WORK REQUEST: Reproduce exactly the lines below from the one containing "PR #539, opened 2021-08-17" through the one containing "synthtool.languages import python", including both, and nothing else.

PROVIDED DATA:

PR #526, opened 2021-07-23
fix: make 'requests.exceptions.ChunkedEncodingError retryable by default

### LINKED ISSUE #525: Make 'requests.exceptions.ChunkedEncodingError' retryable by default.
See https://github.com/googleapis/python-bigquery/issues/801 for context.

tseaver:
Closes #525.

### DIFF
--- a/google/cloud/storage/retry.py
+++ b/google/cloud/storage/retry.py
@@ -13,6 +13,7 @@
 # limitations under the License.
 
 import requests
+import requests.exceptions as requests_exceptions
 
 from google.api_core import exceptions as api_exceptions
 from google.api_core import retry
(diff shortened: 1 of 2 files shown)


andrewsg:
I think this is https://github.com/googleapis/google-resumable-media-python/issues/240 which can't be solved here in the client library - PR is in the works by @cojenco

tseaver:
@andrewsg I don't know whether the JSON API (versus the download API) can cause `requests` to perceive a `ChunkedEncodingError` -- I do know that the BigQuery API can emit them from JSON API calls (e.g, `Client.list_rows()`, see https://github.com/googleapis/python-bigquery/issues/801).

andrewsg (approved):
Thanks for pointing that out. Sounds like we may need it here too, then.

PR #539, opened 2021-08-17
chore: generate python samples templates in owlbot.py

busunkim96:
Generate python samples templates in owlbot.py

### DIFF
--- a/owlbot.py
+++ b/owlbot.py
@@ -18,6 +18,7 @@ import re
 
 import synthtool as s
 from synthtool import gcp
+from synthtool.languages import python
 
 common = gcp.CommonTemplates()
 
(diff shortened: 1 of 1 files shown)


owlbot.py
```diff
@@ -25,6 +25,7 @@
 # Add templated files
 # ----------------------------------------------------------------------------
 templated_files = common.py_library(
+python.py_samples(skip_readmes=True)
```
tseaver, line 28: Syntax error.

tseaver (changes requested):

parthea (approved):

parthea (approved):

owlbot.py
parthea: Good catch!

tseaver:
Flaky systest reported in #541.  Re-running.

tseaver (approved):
--
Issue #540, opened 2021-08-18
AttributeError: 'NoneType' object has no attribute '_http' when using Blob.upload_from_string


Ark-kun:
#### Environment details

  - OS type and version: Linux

ANSWER AREA:
PR #539, opened 2021-08-17
chore: generate python samples templates in owlbot.py

busunkim96:
Generate python samples templates in owlbot.py

### DIFF
--- a/owlbot.py
+++ b/owlbot.py
@@ -18,6 +18,7 @@ import re
 
 import synthtool as s
 from synthtool import gcp
+from synthtool.languages import python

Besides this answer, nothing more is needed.